REQUIRED WORK: Would you find each line in the entries below with the string "callee" and copy it?

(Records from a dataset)

▶

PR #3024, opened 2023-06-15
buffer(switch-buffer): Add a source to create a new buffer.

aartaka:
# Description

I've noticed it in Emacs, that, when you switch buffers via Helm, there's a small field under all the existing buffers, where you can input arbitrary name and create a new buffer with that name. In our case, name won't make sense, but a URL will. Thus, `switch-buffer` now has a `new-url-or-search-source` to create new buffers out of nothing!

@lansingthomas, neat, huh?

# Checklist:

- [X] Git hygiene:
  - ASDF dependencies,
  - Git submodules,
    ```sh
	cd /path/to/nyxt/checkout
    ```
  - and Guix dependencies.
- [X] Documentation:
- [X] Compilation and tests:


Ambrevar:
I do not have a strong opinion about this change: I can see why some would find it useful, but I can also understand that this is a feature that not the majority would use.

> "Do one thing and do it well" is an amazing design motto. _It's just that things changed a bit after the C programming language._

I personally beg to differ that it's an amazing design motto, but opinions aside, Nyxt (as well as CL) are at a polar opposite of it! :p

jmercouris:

◀
▶

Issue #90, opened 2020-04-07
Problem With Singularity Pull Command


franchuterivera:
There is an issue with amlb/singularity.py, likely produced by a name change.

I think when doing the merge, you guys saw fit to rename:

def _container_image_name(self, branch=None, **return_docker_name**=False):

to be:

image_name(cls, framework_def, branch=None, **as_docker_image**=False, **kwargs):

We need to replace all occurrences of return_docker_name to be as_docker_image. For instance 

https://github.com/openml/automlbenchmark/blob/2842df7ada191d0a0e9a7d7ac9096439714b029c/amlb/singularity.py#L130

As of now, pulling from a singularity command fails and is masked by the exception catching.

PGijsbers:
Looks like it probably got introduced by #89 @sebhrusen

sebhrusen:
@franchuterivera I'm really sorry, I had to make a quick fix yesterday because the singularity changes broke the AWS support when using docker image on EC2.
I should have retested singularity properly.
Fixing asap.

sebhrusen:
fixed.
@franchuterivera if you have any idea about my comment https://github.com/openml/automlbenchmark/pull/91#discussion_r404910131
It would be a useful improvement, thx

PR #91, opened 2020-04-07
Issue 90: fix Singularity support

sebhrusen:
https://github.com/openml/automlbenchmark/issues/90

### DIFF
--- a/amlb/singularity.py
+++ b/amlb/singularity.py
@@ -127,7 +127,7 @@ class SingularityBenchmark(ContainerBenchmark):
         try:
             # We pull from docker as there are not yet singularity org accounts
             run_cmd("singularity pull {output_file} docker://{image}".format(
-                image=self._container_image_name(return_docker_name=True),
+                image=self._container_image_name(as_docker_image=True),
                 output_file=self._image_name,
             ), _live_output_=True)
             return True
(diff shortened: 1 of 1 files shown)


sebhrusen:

◀
▶

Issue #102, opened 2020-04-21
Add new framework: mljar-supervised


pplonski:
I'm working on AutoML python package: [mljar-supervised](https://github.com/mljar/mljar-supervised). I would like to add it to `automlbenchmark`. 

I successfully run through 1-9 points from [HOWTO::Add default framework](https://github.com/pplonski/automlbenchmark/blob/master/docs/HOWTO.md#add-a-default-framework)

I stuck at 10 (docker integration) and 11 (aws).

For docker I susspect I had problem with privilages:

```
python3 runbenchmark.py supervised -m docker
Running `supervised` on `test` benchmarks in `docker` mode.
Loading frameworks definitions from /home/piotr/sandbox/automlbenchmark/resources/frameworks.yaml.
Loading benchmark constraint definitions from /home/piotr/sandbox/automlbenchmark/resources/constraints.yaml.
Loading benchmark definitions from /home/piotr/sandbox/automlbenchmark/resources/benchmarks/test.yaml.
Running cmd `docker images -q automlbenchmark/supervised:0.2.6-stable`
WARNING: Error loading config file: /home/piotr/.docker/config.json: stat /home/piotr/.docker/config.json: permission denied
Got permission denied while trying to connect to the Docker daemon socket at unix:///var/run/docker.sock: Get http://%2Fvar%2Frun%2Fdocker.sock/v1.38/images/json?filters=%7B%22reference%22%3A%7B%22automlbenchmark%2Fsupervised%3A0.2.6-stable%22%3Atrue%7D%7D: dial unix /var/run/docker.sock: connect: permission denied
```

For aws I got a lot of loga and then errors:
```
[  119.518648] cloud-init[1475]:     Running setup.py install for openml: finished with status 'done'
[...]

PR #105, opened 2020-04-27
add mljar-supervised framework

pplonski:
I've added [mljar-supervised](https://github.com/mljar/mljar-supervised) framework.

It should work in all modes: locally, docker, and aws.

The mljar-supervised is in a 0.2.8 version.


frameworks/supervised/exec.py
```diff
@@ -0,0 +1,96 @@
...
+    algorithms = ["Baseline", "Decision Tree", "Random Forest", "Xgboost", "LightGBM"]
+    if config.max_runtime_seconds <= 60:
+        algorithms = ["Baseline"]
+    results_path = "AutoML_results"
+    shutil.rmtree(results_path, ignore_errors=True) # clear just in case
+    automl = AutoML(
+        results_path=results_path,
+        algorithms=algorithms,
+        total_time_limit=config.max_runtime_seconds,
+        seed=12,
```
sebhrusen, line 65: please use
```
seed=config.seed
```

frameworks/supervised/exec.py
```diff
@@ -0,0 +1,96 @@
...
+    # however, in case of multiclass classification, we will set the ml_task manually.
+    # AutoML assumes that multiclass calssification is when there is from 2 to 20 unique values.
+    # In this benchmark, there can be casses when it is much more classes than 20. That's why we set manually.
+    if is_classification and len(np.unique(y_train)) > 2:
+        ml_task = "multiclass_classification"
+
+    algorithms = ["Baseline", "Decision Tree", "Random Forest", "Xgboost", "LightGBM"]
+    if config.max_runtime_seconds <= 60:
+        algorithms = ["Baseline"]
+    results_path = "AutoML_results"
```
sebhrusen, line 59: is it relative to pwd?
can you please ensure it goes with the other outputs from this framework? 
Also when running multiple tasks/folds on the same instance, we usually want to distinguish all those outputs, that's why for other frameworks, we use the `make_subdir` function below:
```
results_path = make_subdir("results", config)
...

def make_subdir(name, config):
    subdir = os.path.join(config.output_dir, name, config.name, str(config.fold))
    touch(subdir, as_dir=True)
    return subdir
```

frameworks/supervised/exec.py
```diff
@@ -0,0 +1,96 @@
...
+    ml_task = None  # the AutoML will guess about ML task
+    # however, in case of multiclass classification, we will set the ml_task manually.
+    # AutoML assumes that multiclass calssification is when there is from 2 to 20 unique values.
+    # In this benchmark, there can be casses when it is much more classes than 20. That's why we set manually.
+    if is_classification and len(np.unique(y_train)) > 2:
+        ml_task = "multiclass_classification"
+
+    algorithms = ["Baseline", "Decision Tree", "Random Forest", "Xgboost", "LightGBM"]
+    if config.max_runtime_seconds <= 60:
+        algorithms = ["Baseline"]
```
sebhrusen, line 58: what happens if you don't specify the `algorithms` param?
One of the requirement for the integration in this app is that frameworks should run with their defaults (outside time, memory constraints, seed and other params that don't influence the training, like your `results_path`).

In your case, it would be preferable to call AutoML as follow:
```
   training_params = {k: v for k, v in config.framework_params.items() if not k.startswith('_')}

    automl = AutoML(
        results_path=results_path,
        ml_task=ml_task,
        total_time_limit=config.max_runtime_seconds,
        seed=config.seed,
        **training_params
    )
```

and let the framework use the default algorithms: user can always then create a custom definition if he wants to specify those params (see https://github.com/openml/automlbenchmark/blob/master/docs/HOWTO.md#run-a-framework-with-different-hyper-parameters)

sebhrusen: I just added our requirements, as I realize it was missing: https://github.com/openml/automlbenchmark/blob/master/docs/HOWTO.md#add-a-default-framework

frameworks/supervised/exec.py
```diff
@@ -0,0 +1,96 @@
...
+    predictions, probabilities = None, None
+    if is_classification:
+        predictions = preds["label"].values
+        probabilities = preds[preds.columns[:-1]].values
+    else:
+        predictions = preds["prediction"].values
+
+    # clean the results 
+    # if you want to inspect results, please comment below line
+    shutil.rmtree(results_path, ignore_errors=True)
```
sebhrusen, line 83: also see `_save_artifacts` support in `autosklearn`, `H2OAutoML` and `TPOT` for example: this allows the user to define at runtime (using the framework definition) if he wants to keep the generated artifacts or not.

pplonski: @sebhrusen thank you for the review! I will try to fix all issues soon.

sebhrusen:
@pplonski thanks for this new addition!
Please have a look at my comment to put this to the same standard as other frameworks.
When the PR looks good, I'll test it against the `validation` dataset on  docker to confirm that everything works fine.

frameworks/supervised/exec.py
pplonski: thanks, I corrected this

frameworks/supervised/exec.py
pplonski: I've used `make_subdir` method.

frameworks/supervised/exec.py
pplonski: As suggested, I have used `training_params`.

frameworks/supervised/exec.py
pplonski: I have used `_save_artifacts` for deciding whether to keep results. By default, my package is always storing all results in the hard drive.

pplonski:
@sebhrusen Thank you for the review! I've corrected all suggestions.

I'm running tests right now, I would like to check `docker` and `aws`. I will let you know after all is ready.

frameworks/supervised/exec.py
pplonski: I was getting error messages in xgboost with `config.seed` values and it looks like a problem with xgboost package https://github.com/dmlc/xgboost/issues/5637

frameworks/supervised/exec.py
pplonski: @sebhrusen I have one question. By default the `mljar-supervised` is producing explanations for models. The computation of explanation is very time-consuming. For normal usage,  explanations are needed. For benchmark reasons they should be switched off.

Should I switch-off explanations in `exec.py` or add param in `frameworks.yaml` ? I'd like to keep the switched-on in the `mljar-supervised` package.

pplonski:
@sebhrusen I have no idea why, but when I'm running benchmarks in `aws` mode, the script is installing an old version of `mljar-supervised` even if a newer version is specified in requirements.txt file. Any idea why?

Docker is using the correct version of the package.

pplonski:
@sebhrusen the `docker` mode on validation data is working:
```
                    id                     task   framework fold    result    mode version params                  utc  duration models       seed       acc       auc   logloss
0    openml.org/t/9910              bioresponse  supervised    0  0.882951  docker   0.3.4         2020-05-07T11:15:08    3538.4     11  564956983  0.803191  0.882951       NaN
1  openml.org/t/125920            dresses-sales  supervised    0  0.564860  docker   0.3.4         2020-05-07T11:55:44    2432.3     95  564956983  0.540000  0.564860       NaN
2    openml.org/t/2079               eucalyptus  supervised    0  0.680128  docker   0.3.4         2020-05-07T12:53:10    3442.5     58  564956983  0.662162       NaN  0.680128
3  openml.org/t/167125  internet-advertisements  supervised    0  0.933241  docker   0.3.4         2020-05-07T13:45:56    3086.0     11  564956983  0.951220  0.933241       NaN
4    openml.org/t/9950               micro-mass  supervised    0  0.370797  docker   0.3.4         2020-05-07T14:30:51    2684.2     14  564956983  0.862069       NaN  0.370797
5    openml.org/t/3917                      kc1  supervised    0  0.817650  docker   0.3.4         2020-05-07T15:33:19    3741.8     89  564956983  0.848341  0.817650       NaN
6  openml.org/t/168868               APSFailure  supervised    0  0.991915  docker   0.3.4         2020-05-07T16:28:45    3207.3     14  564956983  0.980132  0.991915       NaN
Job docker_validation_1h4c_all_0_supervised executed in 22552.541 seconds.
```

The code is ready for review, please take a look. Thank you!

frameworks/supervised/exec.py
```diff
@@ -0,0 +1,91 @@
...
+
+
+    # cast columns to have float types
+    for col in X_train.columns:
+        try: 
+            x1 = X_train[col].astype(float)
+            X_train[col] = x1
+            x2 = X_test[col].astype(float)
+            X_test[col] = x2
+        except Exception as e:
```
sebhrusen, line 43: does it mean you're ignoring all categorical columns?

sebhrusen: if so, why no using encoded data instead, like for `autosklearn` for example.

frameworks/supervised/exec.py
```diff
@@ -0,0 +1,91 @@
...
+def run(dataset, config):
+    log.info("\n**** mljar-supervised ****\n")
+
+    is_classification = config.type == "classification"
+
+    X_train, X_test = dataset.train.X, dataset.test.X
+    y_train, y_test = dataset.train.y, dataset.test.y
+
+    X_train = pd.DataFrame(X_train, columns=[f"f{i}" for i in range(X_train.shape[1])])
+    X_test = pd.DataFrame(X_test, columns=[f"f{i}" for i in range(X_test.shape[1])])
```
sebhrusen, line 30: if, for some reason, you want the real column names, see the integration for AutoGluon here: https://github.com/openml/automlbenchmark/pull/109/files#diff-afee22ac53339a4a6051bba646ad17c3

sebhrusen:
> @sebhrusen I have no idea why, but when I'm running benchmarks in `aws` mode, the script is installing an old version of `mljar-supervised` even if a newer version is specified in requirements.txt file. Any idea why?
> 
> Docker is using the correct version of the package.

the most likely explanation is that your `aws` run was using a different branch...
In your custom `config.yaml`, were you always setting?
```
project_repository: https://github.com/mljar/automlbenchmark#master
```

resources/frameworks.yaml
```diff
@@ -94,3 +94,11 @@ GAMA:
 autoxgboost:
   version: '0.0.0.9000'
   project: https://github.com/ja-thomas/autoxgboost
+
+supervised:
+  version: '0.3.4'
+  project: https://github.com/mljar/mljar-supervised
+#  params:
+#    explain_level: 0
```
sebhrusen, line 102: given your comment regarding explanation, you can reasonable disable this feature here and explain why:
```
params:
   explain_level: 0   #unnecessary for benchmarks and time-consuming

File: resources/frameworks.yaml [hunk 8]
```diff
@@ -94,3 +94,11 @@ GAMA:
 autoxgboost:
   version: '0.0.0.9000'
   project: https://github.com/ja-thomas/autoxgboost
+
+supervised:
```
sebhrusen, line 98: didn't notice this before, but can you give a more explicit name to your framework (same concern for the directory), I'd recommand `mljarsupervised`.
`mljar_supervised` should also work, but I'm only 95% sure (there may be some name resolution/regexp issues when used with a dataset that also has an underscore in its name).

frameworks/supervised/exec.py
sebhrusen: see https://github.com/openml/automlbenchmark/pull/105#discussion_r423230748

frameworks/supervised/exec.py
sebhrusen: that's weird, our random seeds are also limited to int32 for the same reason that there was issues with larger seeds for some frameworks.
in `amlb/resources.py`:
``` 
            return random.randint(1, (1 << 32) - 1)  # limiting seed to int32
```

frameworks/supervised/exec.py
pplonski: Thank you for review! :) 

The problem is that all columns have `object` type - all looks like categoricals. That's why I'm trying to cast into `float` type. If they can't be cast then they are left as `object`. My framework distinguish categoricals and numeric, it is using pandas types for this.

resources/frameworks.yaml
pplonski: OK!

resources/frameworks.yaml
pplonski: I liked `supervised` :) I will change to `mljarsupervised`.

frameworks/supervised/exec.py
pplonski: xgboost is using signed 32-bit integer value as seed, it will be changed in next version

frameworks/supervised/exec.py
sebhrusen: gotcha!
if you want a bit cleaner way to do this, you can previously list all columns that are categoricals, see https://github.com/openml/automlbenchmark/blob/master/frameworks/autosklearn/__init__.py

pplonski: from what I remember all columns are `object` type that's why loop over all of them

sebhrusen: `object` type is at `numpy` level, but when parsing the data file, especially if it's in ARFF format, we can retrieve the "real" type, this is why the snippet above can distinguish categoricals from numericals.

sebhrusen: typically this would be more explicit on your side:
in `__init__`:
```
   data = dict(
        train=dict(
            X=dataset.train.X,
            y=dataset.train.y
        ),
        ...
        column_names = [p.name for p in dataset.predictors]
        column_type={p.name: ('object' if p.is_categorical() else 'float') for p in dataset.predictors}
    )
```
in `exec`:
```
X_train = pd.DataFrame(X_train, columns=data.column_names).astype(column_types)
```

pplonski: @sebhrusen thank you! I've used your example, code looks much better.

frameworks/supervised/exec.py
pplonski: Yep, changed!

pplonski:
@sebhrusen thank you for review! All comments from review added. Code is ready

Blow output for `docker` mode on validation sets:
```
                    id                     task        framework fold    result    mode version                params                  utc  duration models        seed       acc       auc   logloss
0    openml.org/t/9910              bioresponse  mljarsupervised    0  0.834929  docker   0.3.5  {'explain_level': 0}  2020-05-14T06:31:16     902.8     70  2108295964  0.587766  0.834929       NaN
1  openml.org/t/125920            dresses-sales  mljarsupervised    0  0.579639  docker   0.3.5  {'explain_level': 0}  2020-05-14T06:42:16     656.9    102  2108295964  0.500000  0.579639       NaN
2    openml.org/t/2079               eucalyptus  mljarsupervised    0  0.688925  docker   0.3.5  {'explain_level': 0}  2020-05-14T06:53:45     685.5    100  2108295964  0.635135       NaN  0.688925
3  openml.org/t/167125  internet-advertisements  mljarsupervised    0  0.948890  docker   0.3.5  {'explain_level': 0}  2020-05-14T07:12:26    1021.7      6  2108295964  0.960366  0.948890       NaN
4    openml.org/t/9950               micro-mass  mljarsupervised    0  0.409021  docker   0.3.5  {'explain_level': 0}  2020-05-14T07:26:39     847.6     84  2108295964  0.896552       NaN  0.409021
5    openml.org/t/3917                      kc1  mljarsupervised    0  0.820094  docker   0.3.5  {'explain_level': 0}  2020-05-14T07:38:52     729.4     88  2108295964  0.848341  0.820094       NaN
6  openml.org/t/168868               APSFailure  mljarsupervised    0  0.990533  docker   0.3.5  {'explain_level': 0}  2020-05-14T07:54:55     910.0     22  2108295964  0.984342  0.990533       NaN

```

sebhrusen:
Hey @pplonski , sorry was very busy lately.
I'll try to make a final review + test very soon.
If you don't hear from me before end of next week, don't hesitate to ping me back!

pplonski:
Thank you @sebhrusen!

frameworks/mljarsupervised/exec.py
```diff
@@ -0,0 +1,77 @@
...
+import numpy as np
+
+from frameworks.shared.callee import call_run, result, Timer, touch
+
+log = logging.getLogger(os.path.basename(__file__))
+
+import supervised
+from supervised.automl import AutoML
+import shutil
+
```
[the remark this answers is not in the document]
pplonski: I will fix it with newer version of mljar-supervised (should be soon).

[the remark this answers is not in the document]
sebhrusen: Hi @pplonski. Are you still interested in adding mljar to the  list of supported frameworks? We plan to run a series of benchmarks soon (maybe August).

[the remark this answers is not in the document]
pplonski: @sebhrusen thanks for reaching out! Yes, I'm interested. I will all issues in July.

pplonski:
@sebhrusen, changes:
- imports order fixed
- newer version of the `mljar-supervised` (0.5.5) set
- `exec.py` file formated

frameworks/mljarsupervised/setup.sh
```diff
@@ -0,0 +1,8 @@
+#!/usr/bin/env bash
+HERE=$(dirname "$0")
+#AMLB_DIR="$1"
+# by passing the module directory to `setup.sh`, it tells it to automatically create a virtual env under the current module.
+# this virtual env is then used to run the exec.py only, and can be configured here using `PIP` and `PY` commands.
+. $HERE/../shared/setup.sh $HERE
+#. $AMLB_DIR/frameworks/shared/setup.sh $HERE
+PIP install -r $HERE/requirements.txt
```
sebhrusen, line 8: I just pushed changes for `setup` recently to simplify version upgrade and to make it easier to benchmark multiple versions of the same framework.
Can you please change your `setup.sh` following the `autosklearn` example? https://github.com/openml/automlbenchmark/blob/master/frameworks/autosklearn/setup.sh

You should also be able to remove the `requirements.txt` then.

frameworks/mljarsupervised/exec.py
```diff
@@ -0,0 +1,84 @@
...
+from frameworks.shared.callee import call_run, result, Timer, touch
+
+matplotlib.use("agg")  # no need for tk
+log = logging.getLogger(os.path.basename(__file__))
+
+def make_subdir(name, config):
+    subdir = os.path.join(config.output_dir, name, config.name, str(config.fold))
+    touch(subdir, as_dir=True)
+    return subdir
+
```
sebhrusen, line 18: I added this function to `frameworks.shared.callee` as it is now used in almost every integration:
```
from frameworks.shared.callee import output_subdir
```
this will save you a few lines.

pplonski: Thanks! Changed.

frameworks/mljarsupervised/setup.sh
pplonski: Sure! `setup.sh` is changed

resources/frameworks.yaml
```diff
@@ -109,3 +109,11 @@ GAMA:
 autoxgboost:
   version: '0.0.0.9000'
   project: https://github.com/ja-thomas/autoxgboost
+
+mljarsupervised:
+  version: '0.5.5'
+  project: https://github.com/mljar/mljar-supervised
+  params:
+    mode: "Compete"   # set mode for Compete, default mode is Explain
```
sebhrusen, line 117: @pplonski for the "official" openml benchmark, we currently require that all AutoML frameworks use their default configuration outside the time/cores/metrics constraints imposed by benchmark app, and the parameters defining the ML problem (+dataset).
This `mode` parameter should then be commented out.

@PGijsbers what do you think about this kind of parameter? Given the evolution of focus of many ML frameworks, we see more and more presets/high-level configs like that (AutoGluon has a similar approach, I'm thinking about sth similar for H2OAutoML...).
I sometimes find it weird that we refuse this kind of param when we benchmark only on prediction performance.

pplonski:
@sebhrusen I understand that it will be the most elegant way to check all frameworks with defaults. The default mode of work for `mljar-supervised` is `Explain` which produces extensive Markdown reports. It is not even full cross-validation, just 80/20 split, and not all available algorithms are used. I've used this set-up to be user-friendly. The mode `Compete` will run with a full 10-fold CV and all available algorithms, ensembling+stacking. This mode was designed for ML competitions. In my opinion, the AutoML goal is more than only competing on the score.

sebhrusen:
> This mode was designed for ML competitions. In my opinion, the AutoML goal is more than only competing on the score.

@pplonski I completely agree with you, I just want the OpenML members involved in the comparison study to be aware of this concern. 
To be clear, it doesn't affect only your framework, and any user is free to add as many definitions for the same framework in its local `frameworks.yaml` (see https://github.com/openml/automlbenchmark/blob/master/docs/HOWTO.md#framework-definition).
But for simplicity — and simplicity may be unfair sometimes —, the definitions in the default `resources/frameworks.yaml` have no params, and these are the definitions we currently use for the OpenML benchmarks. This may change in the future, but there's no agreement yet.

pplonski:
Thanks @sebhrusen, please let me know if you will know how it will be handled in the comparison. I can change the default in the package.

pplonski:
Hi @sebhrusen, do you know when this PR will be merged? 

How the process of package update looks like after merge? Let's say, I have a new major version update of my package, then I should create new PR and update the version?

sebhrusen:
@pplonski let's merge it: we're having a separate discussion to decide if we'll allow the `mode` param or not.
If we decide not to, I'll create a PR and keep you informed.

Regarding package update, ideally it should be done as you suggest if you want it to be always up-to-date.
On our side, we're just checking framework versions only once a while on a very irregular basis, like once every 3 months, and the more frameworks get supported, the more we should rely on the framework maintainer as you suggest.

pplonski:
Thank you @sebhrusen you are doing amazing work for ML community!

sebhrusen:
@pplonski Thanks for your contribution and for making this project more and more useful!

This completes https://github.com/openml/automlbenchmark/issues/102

◀

RESULT:
+from frameworks.shared.callee import call_run, result, Timer, touch
+from frameworks.shared.callee import call_run, result, Timer, touch
sebhrusen, line 18: I added this function to `frameworks.shared.callee` as it is now used in almost every integration:
from frameworks.shared.callee import output_subdir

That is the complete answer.